- [What the task asks]
Nothing should be omitted: restate the full listing word for word.

- [Records shown]
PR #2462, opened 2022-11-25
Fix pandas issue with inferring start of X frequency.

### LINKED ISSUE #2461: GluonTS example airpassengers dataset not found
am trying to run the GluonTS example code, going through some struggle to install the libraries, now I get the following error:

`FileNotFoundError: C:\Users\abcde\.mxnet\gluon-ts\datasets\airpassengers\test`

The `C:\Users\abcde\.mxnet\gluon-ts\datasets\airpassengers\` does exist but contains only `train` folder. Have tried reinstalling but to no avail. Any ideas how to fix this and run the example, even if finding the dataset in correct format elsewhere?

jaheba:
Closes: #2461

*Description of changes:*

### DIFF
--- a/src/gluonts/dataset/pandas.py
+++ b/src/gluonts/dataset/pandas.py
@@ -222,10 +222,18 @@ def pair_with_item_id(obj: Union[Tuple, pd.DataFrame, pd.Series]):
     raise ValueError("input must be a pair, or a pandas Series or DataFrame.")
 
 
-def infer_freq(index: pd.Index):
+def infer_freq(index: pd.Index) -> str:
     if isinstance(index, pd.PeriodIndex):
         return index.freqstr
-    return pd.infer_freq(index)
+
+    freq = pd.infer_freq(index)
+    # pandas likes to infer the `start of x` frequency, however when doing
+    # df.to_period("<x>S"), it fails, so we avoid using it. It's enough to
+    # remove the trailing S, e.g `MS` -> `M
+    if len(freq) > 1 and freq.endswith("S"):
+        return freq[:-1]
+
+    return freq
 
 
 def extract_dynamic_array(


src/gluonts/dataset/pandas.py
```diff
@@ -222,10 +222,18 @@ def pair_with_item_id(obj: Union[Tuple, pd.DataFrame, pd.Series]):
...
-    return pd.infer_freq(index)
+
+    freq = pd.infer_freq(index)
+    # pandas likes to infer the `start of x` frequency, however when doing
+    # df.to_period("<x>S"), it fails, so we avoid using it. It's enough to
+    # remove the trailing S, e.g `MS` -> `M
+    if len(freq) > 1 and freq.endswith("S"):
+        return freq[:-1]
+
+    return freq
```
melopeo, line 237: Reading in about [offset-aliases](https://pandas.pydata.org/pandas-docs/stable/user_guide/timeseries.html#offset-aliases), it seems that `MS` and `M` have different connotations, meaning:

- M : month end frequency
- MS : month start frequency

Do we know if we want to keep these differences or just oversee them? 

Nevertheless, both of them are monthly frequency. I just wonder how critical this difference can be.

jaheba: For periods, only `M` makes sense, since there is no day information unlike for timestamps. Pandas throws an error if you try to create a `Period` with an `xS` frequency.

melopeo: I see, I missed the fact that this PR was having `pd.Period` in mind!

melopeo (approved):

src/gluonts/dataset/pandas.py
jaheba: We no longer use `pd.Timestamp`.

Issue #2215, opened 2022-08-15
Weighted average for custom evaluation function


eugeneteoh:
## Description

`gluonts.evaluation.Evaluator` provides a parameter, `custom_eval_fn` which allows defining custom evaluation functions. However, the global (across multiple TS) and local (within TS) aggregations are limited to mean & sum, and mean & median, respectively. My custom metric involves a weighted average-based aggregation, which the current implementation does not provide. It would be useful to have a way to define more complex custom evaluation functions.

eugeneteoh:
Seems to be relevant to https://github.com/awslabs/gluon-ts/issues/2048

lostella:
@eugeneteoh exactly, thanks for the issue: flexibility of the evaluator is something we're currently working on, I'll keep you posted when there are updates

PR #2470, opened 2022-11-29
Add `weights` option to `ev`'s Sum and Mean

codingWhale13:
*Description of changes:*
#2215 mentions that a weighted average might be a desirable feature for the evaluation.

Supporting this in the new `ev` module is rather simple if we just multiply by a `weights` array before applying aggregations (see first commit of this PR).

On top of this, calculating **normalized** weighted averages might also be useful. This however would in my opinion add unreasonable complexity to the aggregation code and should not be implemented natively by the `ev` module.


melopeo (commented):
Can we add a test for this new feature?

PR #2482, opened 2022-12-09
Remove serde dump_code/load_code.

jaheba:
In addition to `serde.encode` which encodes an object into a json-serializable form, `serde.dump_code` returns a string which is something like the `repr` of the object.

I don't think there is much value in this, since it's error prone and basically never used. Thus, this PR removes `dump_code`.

- [Solution]
PR #2462, opened 2022-11-25
Fix pandas issue with inferring start of X frequency.

### LINKED ISSUE #2461: GluonTS example airpassengers dataset not found
am trying to run the GluonTS example code, going through some struggle to install the libraries, now I get the following error:

`FileNotFoundError: C:\Users\abcde\.mxnet\gluon-ts\datasets\airpassengers\test`

The `C:\Users\abcde\.mxnet\gluon-ts\datasets\airpassengers\` does exist but contains only `train` folder. Have tried reinstalling but to no avail. Any ideas how to fix this and run the example, even if finding the dataset in correct format elsewhere?

jaheba:
Closes: #2461

*Description of changes:*

### DIFF
--- a/src/gluonts/dataset/pandas.py
+++ b/src/gluonts/dataset/pandas.py
@@ -222,10 +222,18 @@ def pair_with_item_id(obj: Union[Tuple, pd.DataFrame, pd.Series]):
     raise ValueError("input must be a pair, or a pandas Series or DataFrame.")
 
 
-def infer_freq(index: pd.Index):
+def infer_freq(index: pd.Index) -> str:
     if isinstance(index, pd.PeriodIndex):
         return index.freqstr
-    return pd.infer_freq(index)
+
+    freq = pd.infer_freq(index)
+    # pandas likes to infer the `start of x` frequency, however when doing
+    # df.to_period("<x>S"), it fails, so we avoid using it. It's enough to
+    # remove the trailing S, e.g `MS` -> `M
+    if len(freq) > 1 and freq.endswith("S"):
+        return freq[:-1]
+
+    return freq
 
 
 def extract_dynamic_array(


src/gluonts/dataset/pandas.py
```diff
@@ -222,10 +222,18 @@ def pair_with_item_id(obj: Union[Tuple, pd.DataFrame, pd.Series]):
...
-    return pd.infer_freq(index)
+
+    freq = pd.infer_freq(index)
+    # pandas likes to infer the `start of x` frequency, however when doing
+    # df.to_period("<x>S"), it fails, so we avoid using it. It's enough to
+    # remove the trailing S, e.g `MS` -> `M
+    if len(freq) > 1 and freq.endswith("S"):
+        return freq[:-1]
+
+    return freq
```
melopeo, line 237: Reading in about [offset-aliases](https://pandas.pydata.org/pandas-docs/stable/user_guide/timeseries.html#offset-aliases), it seems that `MS` and `M` have different connotations, meaning:

- M : month end frequency
- MS : month start frequency

Do we know if we want to keep these differences or just oversee them? 

Nevertheless, both of them are monthly frequency. I just wonder how critical this difference can be.

jaheba: For periods, only `M` makes sense, since there is no day information unlike for timestamps. Pandas throws an error if you try to create a `Period` with an `xS` frequency.

melopeo: I see, I missed the fact that this PR was having `pd.Period` in mind!

melopeo (approved):

src/gluonts/dataset/pandas.py
jaheba: We no longer use `pd.Timestamp`.

Issue #2215, opened 2022-08-15
Weighted average for custom evaluation function


eugeneteoh:
## Description

`gluonts.evaluation.Evaluator` provides a parameter, `custom_eval_fn` which allows defining custom evaluation functions. However, the global (across multiple TS) and local (within TS) aggregations are limited to mean & sum, and mean & median, respectively. My custom metric involves a weighted average-based aggregation, which the current implementation does not provide. It would be useful to have a way to define more complex custom evaluation functions.

eugeneteoh:
Seems to be relevant to https://github.com/awslabs/gluon-ts/issues/2048

lostella:
@eugeneteoh exactly, thanks for the issue: flexibility of the evaluator is something we're currently working on, I'll keep you posted when there are updates

PR #2470, opened 2022-11-29
Add `weights` option to `ev`'s Sum and Mean

codingWhale13:
*Description of changes:*
#2215 mentions that a weighted average might be a desirable feature for the evaluation.

Supporting this in the new `ev` module is rather simple if we just multiply by a `weights` array before applying aggregations (see first commit of this PR).

On top of this, calculating **normalized** weighted averages might also be useful. This however would in my opinion add unreasonable complexity to the aggregation code and should not be implemented natively by the `ev` module.


melopeo (commented):
Can we add a test for this new feature?

PR #2482, opened 2022-12-09
Remove serde dump_code/load_code.

jaheba:
In addition to `serde.encode` which encodes an object into a json-serializable form, `serde.dump_code` returns a string which is something like the `repr` of the object.

I don't think there is much value in this, since it's error prone and basically never used. Thus, this PR removes `dump_code`.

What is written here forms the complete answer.